I wanted to show the other side. After all, the Carpathians only seem to be a barrier. In fact, they are a bridge. These mountains have always been a motivating motive for crossing them. Meet those who are there, on the other side. It's like a magnet. And that is why the movement, if we speak in slang, along all these paths and beaches, these roads to the ancient Carpathians, was always intense. If you look at history, then, of course, there were not thousands of peoples there, but everything was very connected with everything around. The Hutsuls were the first to go. Back in the 17th or 18th century, they already traveled to Bosnia, or to Russia - to Odessa, or to Bessarabia. Not to mention the fact that they went selling cattle to Silesia. And different people also came to them for something: for salt, for wood. And all this was included in the world process. And I wanted to show this Hutsul region in this way: yes, there was isolation, inaccessible places, but, on the other hand, there was a normal movement. It was a normal part of the world. And settlements... these are settlements that now exist in Germany or Italy. You can't tell if it's a city or a village. Yes, this is a province. But the problem is only in the way of thinking, only in how much you consider yourself to be this province. Moving in the space of one life for people from these places was very big. That's all I wanted to convey.

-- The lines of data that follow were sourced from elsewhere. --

PR #2242, opened 2023-04-26
Add "Quick Add Next" command

jwortmann:
Here is another experiment of mine. This adds replacements for ST's "Quick Add Next" (<kbd>Ctrl</kbd>+<kbd>D</kbd>) and "Quick Skip Next" (<kbd>Ctrl</kbd>+<kbd>K</kbd>, <kbd>Ctrl</kbd>+<kbd>D</kbd>) commands. This was inspired by a recent issue https://github.com/sublimehq/sublime_text/issues/5945, especially the question for a potential workaround https://github.com/sublimehq/sublime_text/issues/5945#issuecomment-1522431972. I think LSP would be in a good position to provide this feature with help of the "Document Highlights", which are in most cases used to highlight tokens which are identical to the one under the caret.

Besides the `$` bug of the built-in command (see issue link), there is another advantage from LSP; because a language server has knowledge about the scope of a variable, it can highlight only the relevant occurrences, even if the same identifier name is used again elsewhere. For example if you want to quickly rename a local variable (without using the rename dialog), you can use this command to quickly select only the relevant occurrences of this variable.

Example with LSP-typescript:
```js
function foo() {
    let $getNodeByKey = 1;

    $getNodeByKey++;

    console.log($getNodeByKey);
}



function bar() {
    let $getNodeByKey = 1;

    $getNodeByKey++;

    console.log($getNodeByKey);
}
```

[quick_add_next.webm](https://user-images.githubusercontent.com/6579999/234655080-a3147c69-269b-4122-807a-bdcc5192bca0.webm)

I added a context to the key binding, so it falls back to the built-in command if the caret is not within a highlighted region (e.g. on a keyword or something else). At the moment the context & key binding isn't active if there are multiple carets in the view, and the first one is on a highlighted region, but the last one is not. The reason for this is, that our "Document Highlights" take only the *first* selection into account, which is conflicting with this feature.

PR is draft for now, let me know what you think, if this command is useful or not.

### DIFF
--- a/Default.sublime-keymap
+++ b/Default.sublime-keymap
@@ -213,19 +213,19 @@
     //     "command": "lsp_expand_selection",
     //     "context": [{"key": "lsp.session_with_capability", "operand": "selectionRangeProvider"}]
     // },
-    // Quick Find All (an alternative for ST's "Quick Find All", using only the related highlights)
+    // Quick Find All (an alternative to ST's "Quick Find All", using only the related highlights)
     // {
     //     "keys": ["alt+f3"],  // macOS: "ctrl+super+g"
     //     "command": "lsp_find_all_under",
     //     "context": [{"key": "lsp.in_highlight_region"}]
     // },
-    // Quick Add Next (an alternative for ST's "Quick Add Next", using only the related highlights)
+    // Quick Add Next (an alternative to ST's "Quick Add Next", using only the related highlights)
     // {
     //     "keys": ["primary+d"],
     //     "command": "lsp_find_under_expand",
     //     "context": [{"key": "lsp.in_highlight_region"}]
     // },
-    // Quick Skip Next (an alternative for ST's "Quick Skip Next", using only the related highlights)
+    // Quick Skip Next (an alternative to ST's "Quick Skip Next", using only the related highlights)
     // {
     //     "keys": ["primary+k", "primary+d"],
     //     "command": "lsp_find_under_expand_skip",
--- a/Default.sublime-keymap
+++ b/Default.sublime-keymap
@@ -214,11 +214,11 @@
     //     "context": [{"key": "lsp.session_with_capability", "operand": "selectionRangeProvider"}]
     // },
     // Quick Find All (an alternative for ST's "Quick Find All", using only the related highlights)
-    {
-        "keys": ["alt+f3"],  // macOS: "ctrl+super+g"
-        "command": "lsp_find_all_under",
-        "context": [{"key": "lsp.in_highlight_region"}]
-    },
+    // {
+    //     "keys": ["alt+f3"],  // macOS: "ctrl+super+g"
+    //     "command": "lsp_find_all_under",
+    //     "context": [{"key": "lsp.in_highlight_region"}]
+    // },
     // Quick Add Next (an alternative for ST's "Quick Add Next", using only the related highlights)
     // {
     //     "keys": ["primary+d"],
--- a/Default.sublime-keymap
+++ b/Default.sublime-keymap
@@ -213,13 +213,19 @@
     //     "command": "lsp_expand_selection",
     //     "context": [{"key": "lsp.session_with_capability", "operand": "selectionRangeProvider"}]
     // },
-    // Quick Add Next (a replacement for ST's "Quick Add Next")
+    // Quick Find All (an alternative for ST's "Quick Find All", using only the related highlights)
+    {
+        "keys": ["alt+f3"],  // macOS: "ctrl+super+g"
+        "command": "lsp_find_all_under",
+        "context": [{"key": "lsp.in_highlight_region"}]
+    },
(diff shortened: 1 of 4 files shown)


rchl:
My first thoughts are a bit conflicting because this is overriding ST's feature but rather than just expanding it to work better, it changes quite significantly the original logic (since it works in semantic way).

Also it seems to have equivalent use case as "rename symbol" so I wonder if it's worth having just for the sake of providing slightly different interface.

But assuming that it's useful to some people or in specific cases, I wonder if it should really be bound to the same keys as the original feature. I know it's just a suggestion but I don't know if it's a good suggestion...

That said, I don't want to discourage you from working on it. I'm just a bit conflicted internally and maybe I don't quite see the appeal that is there.

rchl:
Also... I wonder if it would be enough to provide a command to select all instance of the current symbol rather than supporting "add" and "skip".

Slapbox:
I'm not in a position to judge the right way to fix #5945, but it's killing me right now.

jwortmann:
> I'm not in a position to judge the right way to fix #5945, but it's killing me right now.

@Slapbox Well, this is not gonna fix the core issue, but would just be a possible workaround for users of the LSP package. The reported issue is clearly a bug in Sublime, but nobody knows whether or when it will be fixed. If you need a simple temporary solution for now, open a JavaScript and/or TypeScript file, run *Preferences: Settings - Syntax Specific* from the command palette, and add
```jsonc
{
    "word_separators": "./\\()\"'-:,.;<>~!@#$%^&*|+=[]{}`~?",
}
```
to revert the removal of the dollar from the word separators in the default setting for those languages (e.g. https://github.com/sublimehq/Packages/blob/master/JavaScript/JavaScript.sublime-settings).
This way the leading `$` will not be selected with <kbd>Ctrl</kbd>+<kbd>D</kbd> or when you double click with the mouse, but at least the subsequent <kbd>Ctrl</kbd>+<kbd>D</kbd> actions should work.

---

> I wonder if it should really be bound to the same keys as the original feature

Well, the key bindings are commented out by default, so it's up to the user to assign keys anyway. So this PR would not result in a surprising behavior change by default, but just give the ability of using the semantic highlighting regions from the server if so desired. I think that I would personally probably activate the bindings, and in that case I would certainly use the default keys for it, rather than assign and learn entirely new keys.

I agree that it is indeed a behavior change when activating the key bindings, but maybe it's an advantage after you get used to it. I wonder whether ST would maybe even have implemented this feature in a similar way, if they had the specific scope boundary information of identifiers, that language servers can have.

But the "select all highlights" is not a bad idea too. There is also a built-in "Quick Find All" command for that (<kbd>Alt</kbd>+<kbd>F3</kbd> on Windows), which does this in the "stupid" text-based way over the whole file. Regarding to LSP's "rename symbol", I must say that I personally use that extremely rarely, and usually select the instances one by one with <kbd>Ctrl</kbd>+<kbd>D</kbd>. Maybe I think I'm faster with that, or I don't trust the LSP server to not do something stupid. At least for simple renaming of variables within a function or class and not over multiple files.

If anyone else reads this and has an opinion whether the commands would be useful, any comments are welcome. But we can also leave it at the "experiment" status and close the PR if there is no demand for it.

Slapbox:
Many thanks for the tip about the workaround @jwortmann - that should hold us over!

rchl:
I've started testing it today and pretty quickly noticed an issue with code like below in typescript where I've expected to be able to select both FOO's without creating selection prior but it didn't allow me because it's technically not the same symbol.

```ts
export const FOO = 'FOO';
```

rchl:
Also trying to workaround it by creating selection manually first doesn't really work, depending if you make selection from the left or right of the symbol.

jwortmann:
> noticed an issue with code like below in typescript where I've expected to be able to select both FOO's without creating selection prior but it didn't allow me because it's technically not the same symbol

I mean it should be pretty clear what it does, but if you expect both to be the same symbol, then I would file that as an issue in typescript-language-server, no? I'm not too familiar with TypeScript, but if it were e.g. Python code, I would *not* expect the command to select both, because the left one looks like a (constant) variable, and the right one looks like a string to me. So in Python, if I would want to rename the variable, then I don't want the string to change as well.

jwortmann:
This example is by the way the biggest drawback of the built-in command from ST, i.e. that it selects words from strings or comments too. But it depends on the situation whether that is wanted, so maybe that would be an argument to indeed use different key bindings for the new commands.

I was not really aware of the behaviour change of the built-in command depending on whether you manually created a selection (of the whole word) first, or whether the selection was created by running the command with a normal caret. That means that the built-in command internally saves state between subsequent runs and always has knowledge in which way it was executed in the very first run. I'm not sure whether it would be useful to do something similar for the new commands from this PR as well, but I can think about it.

jwortmann:
I think I'll close this PR for now, because there seems to be little demand for it, and the behavior is perhaps too unexpected in comparison with the built-in functionality.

And if we talk about incest, then, firstly, it’s easier, because you don’t have to figure out where that wife, this wife came from ... Here they are all together and one after another. And, on the other hand, I wanted to convey that what you love can be present in different people, And I also wanted to say about doom, This is a symbol of doom. That, they say, this is how these circumstances beyond the control of a person developed, that you had to stay with this little woman, and when she grew up, and you saw that this was the woman who was the best - because you didn’t see others - well, what kind does it make a difference whether it's a daughter or not? Then I wanted to somehow get out of this confrontation between doom and conscious choice.

And you are often asked this question in Ukraine, is that how I am?

At the very beginning, yes. Now, when 10 years have passed, and a lot of people have already read it, and when it turned out that it was not forgotten, and this novel is being reprinted, this question does not arise so often anymore. But at first they asked: why incest, what did you mean by that? And I always thought that this is how it happened. In this world of mine, that's how it was. And in a different way... There are many explanations. Well, not exactly incest, but, let's say, such a form of cohabitation or community, when nothing arises immediately, but when people somehow live next to each other and begin to understand what is good for them. And as time goes by, they get better and better...

1 The name given to a group of Ukrainian writers - Y. Andrukhovych, V. Eshkilev, Y. Izdryk, T. Prokhasko and others - published in the 90s of the 20th century in the Ivano-Frankivsk magazine "Chetver" ("Thursday"). The Stanislav phenomenon also includes a number of Ivano-Frankivsk poets, artists, photographers, and musicians.

2 Famous Lviv historian.

3 Yurko Prokhasko (born 1970) is a Ukrainian essayist, translator from German.

4 Ukrainian eccentric poetic group of the late 80s - early 90s of the 20th century.

5 Settlement in the Carpathians.

6 In Western Ukraine, during the "German" period, the mass extermination of Jews also took place.

7 It won't be like it was the first time (Polish).